EXCERPTED DATA —
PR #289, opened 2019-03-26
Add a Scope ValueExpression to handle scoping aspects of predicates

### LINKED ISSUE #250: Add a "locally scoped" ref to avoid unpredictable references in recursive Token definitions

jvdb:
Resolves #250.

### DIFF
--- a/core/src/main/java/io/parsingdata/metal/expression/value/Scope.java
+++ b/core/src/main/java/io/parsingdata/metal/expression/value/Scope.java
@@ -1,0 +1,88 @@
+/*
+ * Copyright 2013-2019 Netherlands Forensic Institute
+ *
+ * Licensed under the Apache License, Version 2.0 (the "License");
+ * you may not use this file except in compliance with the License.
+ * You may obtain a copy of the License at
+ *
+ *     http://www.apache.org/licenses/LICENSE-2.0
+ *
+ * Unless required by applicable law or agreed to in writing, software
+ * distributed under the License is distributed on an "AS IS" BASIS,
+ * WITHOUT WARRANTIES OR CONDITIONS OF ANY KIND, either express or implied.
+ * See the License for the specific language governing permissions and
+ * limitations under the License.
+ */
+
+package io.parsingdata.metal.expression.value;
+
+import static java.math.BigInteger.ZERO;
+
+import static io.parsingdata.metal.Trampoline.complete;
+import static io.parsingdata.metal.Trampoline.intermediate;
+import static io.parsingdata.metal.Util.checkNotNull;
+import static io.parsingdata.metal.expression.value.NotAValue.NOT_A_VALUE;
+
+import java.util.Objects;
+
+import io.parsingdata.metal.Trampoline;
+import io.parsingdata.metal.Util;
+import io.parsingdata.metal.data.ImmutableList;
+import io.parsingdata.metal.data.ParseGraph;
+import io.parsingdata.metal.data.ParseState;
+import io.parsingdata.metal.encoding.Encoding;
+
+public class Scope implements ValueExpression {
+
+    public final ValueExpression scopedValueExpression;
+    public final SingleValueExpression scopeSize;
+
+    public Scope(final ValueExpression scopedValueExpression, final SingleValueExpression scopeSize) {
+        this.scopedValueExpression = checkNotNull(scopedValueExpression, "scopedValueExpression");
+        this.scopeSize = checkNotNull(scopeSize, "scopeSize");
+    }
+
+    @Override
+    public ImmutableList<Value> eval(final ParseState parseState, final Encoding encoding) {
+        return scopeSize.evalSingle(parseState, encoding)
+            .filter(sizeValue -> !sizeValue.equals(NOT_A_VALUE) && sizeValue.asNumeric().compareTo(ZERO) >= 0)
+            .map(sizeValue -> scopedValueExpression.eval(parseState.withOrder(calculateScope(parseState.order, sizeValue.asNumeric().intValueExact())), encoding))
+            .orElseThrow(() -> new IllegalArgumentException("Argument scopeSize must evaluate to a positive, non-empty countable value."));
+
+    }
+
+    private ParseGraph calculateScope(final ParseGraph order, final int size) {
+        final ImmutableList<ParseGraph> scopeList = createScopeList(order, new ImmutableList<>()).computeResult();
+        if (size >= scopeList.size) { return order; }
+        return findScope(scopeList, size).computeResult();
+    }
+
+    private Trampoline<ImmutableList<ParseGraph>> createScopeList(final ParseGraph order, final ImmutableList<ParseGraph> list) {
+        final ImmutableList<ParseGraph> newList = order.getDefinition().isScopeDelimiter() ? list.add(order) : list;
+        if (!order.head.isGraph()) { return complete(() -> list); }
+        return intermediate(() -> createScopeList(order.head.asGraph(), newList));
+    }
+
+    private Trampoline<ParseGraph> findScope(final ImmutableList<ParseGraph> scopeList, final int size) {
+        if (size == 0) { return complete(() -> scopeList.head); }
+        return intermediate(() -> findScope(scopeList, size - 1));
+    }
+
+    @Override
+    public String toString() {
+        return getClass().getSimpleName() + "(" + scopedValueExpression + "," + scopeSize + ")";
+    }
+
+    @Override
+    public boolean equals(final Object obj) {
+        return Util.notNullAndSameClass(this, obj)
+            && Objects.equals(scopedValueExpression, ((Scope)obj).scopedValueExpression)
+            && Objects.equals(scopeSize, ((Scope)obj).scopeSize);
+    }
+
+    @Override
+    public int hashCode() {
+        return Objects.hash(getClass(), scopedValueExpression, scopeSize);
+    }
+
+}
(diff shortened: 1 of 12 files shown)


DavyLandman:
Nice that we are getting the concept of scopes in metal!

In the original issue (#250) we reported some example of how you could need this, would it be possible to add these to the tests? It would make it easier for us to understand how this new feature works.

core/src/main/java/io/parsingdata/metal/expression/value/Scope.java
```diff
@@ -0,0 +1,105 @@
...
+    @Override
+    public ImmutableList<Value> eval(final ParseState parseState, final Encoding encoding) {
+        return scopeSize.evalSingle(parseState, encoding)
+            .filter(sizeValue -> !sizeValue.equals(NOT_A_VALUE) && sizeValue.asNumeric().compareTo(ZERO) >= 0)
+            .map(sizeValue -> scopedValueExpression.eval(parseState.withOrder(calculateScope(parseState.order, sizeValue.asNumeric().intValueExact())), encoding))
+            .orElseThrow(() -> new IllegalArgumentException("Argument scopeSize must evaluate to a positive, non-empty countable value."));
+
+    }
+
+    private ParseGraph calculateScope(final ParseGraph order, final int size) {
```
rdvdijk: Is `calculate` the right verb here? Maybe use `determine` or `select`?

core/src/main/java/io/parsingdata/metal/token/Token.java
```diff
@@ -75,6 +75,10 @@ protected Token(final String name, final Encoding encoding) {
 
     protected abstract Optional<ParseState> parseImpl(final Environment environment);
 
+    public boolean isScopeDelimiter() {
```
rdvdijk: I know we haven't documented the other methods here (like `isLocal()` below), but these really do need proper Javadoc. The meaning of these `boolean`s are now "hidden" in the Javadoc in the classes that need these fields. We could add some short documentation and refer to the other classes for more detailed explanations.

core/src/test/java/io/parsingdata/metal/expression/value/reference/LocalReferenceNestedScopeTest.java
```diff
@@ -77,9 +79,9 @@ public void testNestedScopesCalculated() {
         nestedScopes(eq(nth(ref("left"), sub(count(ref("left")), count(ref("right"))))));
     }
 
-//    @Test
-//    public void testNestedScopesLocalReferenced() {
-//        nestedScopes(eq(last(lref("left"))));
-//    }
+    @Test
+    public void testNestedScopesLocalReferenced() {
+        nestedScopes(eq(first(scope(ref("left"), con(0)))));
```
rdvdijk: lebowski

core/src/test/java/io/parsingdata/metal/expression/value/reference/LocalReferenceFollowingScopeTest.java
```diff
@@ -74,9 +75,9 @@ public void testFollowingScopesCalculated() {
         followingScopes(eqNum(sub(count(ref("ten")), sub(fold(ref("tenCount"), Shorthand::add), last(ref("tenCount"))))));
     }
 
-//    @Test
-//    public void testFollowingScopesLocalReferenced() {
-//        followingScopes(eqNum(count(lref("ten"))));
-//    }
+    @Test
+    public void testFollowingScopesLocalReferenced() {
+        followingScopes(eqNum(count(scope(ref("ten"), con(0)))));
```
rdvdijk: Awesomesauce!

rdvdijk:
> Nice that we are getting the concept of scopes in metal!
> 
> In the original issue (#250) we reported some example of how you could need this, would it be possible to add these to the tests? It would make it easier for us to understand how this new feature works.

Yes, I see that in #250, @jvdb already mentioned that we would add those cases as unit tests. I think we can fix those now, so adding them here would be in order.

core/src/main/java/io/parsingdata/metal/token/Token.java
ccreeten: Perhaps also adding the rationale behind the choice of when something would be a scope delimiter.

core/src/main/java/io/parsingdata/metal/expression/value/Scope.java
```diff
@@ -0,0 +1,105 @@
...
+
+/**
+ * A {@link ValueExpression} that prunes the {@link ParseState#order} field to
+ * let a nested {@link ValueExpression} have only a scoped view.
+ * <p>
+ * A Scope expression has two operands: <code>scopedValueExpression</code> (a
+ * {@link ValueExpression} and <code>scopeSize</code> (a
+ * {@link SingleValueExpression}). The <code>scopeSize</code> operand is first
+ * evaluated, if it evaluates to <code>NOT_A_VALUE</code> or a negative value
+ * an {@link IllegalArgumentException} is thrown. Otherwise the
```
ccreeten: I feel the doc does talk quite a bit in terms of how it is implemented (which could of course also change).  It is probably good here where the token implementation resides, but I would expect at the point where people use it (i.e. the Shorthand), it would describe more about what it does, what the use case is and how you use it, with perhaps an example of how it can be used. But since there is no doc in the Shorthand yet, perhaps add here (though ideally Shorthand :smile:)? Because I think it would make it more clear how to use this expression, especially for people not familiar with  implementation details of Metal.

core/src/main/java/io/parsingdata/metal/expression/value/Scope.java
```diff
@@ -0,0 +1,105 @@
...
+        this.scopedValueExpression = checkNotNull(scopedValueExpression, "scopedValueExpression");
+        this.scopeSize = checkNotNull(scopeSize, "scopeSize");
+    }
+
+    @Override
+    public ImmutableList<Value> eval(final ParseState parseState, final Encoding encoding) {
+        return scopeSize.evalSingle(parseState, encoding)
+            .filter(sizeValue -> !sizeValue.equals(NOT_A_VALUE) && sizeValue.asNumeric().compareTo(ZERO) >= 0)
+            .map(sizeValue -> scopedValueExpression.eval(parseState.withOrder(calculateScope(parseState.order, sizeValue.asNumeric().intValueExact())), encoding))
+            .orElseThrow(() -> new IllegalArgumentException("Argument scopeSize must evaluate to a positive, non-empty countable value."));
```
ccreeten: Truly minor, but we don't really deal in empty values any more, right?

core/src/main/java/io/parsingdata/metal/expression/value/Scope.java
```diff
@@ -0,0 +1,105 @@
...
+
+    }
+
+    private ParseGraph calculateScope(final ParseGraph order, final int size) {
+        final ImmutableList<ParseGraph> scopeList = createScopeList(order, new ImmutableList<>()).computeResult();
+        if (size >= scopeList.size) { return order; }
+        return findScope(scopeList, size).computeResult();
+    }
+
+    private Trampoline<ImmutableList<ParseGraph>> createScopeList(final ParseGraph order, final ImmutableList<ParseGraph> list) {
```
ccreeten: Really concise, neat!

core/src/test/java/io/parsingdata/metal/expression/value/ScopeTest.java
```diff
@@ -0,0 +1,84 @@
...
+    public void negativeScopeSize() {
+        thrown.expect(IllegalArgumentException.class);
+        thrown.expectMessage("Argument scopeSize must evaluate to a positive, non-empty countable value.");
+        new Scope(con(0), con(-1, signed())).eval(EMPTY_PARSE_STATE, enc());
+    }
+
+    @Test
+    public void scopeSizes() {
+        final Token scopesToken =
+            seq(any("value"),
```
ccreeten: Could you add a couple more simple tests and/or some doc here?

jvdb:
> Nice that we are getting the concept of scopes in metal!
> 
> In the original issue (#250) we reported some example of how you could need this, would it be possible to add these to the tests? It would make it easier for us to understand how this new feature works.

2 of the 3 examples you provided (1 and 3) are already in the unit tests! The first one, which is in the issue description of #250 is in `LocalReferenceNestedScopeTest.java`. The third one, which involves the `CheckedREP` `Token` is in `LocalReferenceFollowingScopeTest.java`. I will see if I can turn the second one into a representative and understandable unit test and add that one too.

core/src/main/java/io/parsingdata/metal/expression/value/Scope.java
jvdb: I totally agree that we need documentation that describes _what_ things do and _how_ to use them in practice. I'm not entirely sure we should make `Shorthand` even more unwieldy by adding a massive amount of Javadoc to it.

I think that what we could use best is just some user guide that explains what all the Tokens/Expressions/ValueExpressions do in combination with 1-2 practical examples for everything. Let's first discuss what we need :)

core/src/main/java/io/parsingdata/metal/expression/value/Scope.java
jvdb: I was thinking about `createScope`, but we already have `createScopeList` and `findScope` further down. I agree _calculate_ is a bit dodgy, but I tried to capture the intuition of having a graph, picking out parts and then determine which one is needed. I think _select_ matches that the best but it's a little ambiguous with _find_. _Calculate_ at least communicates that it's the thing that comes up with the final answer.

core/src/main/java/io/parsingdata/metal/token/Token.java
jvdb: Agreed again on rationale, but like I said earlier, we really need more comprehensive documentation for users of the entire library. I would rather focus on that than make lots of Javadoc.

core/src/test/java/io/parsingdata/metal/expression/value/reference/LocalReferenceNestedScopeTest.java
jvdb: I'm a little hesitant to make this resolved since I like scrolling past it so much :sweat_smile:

EXERCISE AIM —
The answer should be a number alone: how many lines of the entries hold the word "best"?

ANSWER SPACE —
2